> _Task_
The answer must consist of every line in the records below that contains the string "pradh".

> _Collected data_
PR #3943, opened 2024-02-12
update goldens and webdriver

chejennifer:
Update goldens and webdriver tests. Looks like there's been new census data

### DIFF
--- a/server/integration_tests/test_data/e2e_answer_places/whatistheemissionsinthesecounties/chart_config.json
+++ b/server/integration_tests/test_data/e2e_answer_places/whatistheemissionsinthesecounties/chart_config.json
@@ -15,16 +15,124 @@
                       "sort": "DESCENDING"
                     },
                     "comparisonPlaces": [
+                      "geoId/06049",
+                      "geoId/06041"
+                    ],
+                    "statVarKey": [
+                      "Annual_Emissions_GreenhouseGas_NonBiogenic_multiple_place_bar_block"
+                    ],
+                    "title": "Annual Emissions of Non Biogenic Greenhouse Gases (${date})",
+                    "type": "BAR"
+                  }
+                ]
+              }
+            ],
+            "denom": "Count_Person",
+            "infoMessage": "Data for \"Sierra County, Trinity County, Plumas County, Calaveras County, Mariposa County, Nevada County, Amador County and Tuolumne County\" is currently unavailable. See the following statistics on the other places.",
+            "title": "Annual Emissions of Non Biogenic Greenhouse Gases"
+          },
+          {
+            "columns": [
+              {
+                "tiles": [
+                  {
+                    "barTileSpec": {
+                      "maxPlaces": 15,
+                      "maxVariables": 15,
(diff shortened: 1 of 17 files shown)


server/integration_tests/test_data/e2e_edge_cases2/howdoesschoolsizeofurbanschoolscomparetoruralschoolsinus/chart_config.json
```diff
@@ -27,12 +27,20 @@
               {
                 "tiles": [
                   {
+                    "barTileSpec": {
```
chejennifer, line 30: the data change has caused the best facet for these stat vars to only have a single data point: https://screenshot.googleplex.com/58S3k5urvoosXqC

server/integration_tests/test_data/e2e_no_default_place_specified/chart_config.json
```diff
@@ -239,17 +239,6 @@
           },
           {
             "columns": [
-              {
```
chejennifer, line 242: the data change has caused the best facet for these stat vars to only have a single data point: https://screenshot.googleplex.com/58S3k5urvoosXqC 

so this was demoted from TIMELINE_WITH_HIGHLIGHT to BAR_CHART & because it is only single sv and single place, highlight chart was added instead of a bar

pradh: @ajaits This requires updating `CensusUSAMedianAgeIncome`

https://source.corp.google.com/piper///depot/google3/datacommons/import/mcf/manifest/prod_us_census_mcfs.textproto;l=95-107?q=CensusUSAMedianAgeIncome&ss=piper%2FGoogle%2FPiper:google3%2Fdatacommons%2Fimport%2Fmcf%2Fmanifest%2F

Or should we fold that into main Census (but that requires rebuilding census)?

pradh (approved):

server/integration_tests/test_data/e2e_no_default_place_specified/chart_config.json
shifucun: What exact place and variable is this? I can try it in mixer golden setup.

server/integration_tests/test_data/e2e_answer_places/whatistheemissionsinthesecounties/chart_config.json
```diff
@@ -15,39 +15,21 @@
                       "sort": "DESCENDING"
                     },
                     "comparisonPlaces": [
-                      "geoId/06105",
```
chejennifer, line 18: this got moved down because dc/topic/Emissions is a better match for the query & no data existed for that topic before

server/integration_tests/test_data/e2e_no_default_place_specified/chart_config.json
pradh: https://autopush.datacommons.org/tools/timeline#statsVar=Median_Age_Person_Female&place=country/USA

> _Exercise response_
pradh: @ajaits This requires updating `CensusUSAMedianAgeIncome`
pradh (approved):
pradh: https://autopush.datacommons.org/tools/timeline#statsVar=Median_Age_Person_Female&place=country/USA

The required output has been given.